• _Your objective_:
When you reach the line containing "PR #815, opened 2017-01-25" in the data below, begin returning lines exactly as written, and stop once the line containing "### LINKED ISSUE #438: Implement Migrations" has been returned.

Source data
PR #798, opened 2016-12-15
Add weak (memcache) locking

nealedj:
- Add soft (memcache) locking to contrib.locking

PR checklist:
- [] Updated relevant documentation
- [x] Updated CHANGELOG.md 

### DIFF
--- a/CHANGELOG.md
+++ b/CHANGELOG.md
@@ -2,7 +2,7 @@
 
 ### New features & improvements:
 
--
+- Implemented weak (memcache) locking to contrib.locking
 
 ### Bug fixes:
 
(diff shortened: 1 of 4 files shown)


adamalton:
Ooh!  Nice.

Looks like the `acquire` method on the `MemcacheLock` class shouldn't have have the `kind` kwarg, right?

nealedj:
Ah yeah, totally pointless parameter. Consider it removed.

nealedj:
FYI this is based on the ghetto lock described in the [memcached docs](https://github.com/memcached/memcached/wiki/ProgrammingTricks#ghetto-lock).

adamalton:
Cool.  I think that the abuse of the memcache expiry time as the `steal_after_ms` is acceptable.  There's an edge case that if you have 2 places which both use the same key but have different `steal_after_ms` times, then it won't work as expected.  But I'm not sure if it's worth having a significantly more complex implementation in order to remove that edge case.

Might be worth adding a test for the `steal_after_ms` stuff though, just to test that it at least works as far as this implementation is meant to.

And maybe we should add a quick note to the docs about that ^ edge case?

PR #804, opened 2017-01-16
Fix content type relations

### LINKED ISSUE #791: Simulated ContentTypes & Django admin LogEntry

Kazade:
Fixes #791 
Closes #792 

- Makes use of the SimulatedContentTypes manager in reverse lookups via ForeignKey
- Replaces the ContentType.pk field with a BigIntegerField to prevent validation issues

PR checklist:
- [x] Updated CHANGELOG.md 


adamalton:
@Kazade I realised that we haven't add the migration for this.  So I looked into it... In djangae/apps.py, we have this:

```python
conn = connections[router.db_for_read(ContentType)]
if conn.settings_dict.get("ENGINE") != 'djangae.db.backends.appengine':
    # Don't enforce djangae.contrib.contenttypes if content types are being
    # saved to a different database backend
    return
```

So if you're using SQL for ContentTypes then we don't force you to use **djangae** contettypes.  But we also don't prevent it.  So I'm thinking that we probably should add the migration, because if anyone has that setup then it's definitely not going to work currently.

Thoughts?

PR #814, opened 2017-01-25
770 auth reorganize

grzes:
Fixes #770 

We decided that having an app named `sql` isn't the best idea so we renamed the gauth authentication apps to gauth_datastore and gauth_sql. This is backwards incompatible and will require upgrading apps to replace `gauth.datastore` to `gauth_datastore` and any mention of `contrib.gauth.common` to just `contrib.gauth`. (gauth.sql shouldn't be an issue cause it never quite worked).

All datastore models have meta `db_table` altered to ease the transition.


farridav:
Nice! Id be happy to see this in, then we can close https://github.com/potatolondon/djangae/pull/770

PR #815, opened 2017-01-25
Introduce support for migrations on the datastore

### LINKED ISSUE #438: Implement Migrations
With the new (as of 1.7) Django migrations stuff, we could potentially implement some stuff to allow "migrations" (in a slightly different way) to be run.

The basic idea would be to allow mapreduce-type tasks to be run to alter data in the DB.  We could largely do this with `djangae.contrib.mappers.defer_iteration`, but we would need to know when the mappers had finished, which we can't currently do with that.

We could also/instead potentially implement something similar to Django's `RunPython` thing, which would run stuff on the Datastore, but (due to the fact that we can't do long-running tasks) it would be more like `RunThisOverEachEntity`.

We may be able to do some of the stuff by implementing the methods in our backend's `DatabaseSchemaEditor`.

Kazade:
Fixes #438 

- Add djangae.db.migrations
- Add a custom sharded datastore mapper for running migrations on low-level entities
- Implement several useful migration operations 

PR checklist:
- [x] Updated CHANGELOG.md 


Kazade:
OK here are some things left to do for this:

 - Implement sharding on keys which have names rather than IDs
 - Document the migration operations
 - Add start/finish timestamps to the tasks just for more information

@adamalton can you review what I've done so far, and then I'll have another go at finishing this off!

adamalton:
Nice, I'll take a look.  A few more things for the TODO list:

* See if we can fix the `_set_identifider` methods so that they can get hold of the migration name.  Otherwise our identifiers for the migration tasks are not guaranteed to be unique.  Can we use `__file__` or something?
* Should we add a migration operation that adds unique markers when populating a new field?  Or should we modify the `AddFieldData` one to do that?  People _could_ just use the uniquetool, but that means you can't manage it as part of the migration flow.
* The documention should mention that we don't currently support migrations that iterate over Django model instances, but that it's a possible future addition.

adamalton:
Bagsy reviewing this.

adamalton:
Note to self: we need to add a note in the documentation to say that if you use the `MapFunctionOnEntities` migration then you are responsible for doing your own transaction handling in the function that you pass.

olasitarska:
This is very exciting! ✨

Kazade:
OK, I think this is ready to merge. But I'll leave the honour of merging up to @adamalton

PR #826, opened 2017-02-03
Iterator field max length

### LINKED ISSUE #729: ListField & SetField max_items constraint
So it turns out that - contrary to beliefs previously held by the Djangae developers - the number of items in a ListField or SetField is not limited to 500.

The limit appears to be 20,000 minus the number of other indexed properties on the instance.  So I assume that each other "normal" field counts as one indexed property, each value in each other list/set field counts as one indexed property, and each compound index for the model in index.yaml counts as one indexed property.  Although that might not be right - what if a compound index contains a list field?

In any case, calculating how many items can be in any given list/set field and then somehow validating that in `full_clean` or `clean_fields` is going to be hard and would probably require a mixin.

What we should do is:
1. Find out how the limit is calculated (i.e. figure out whether or not compound indexes are included), and add this info to the documentation for `ListField` and `SetField`.
2. Add an optional `max_items` kwarg to `ListField` and `SetField` so that people can specify their own safe limits.  Make the fields validate based on that limit.
3. Possibly provide a validation mixin which automatically calculates/detects the maximum possible number of items.  Although this might not be worth doing, it depends on how complex the calculation is.

RoganMurley:
Fixes #729.

- Added max_length validation support to `ListField`, `SetField`, `RelatedListField` and `RelatedSetField`.

PR checklist:
- [*] Updated relevant documentation
- [*] Updated CHANGELOG.md 
- [*] Added tests for my change


adamalton:
@RoganMurley (or anyone!) could you please have a look at my changes, and merge if you think they look good.

RoganMurley:
These look good to me!

adamalton:
\0/

PR #830, opened 2017-02-09
Fix nested RelatedSetField bug.

### LINKED ISSUE #829: KeyError on nested prefetching of RelatedSetField
Continuing from the fix to #774, there's a bug with nested keys.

• _Response to this exercise_:
PR #815, opened 2017-01-25
Introduce support for migrations on the datastore

### LINKED ISSUE #438: Implement Migrations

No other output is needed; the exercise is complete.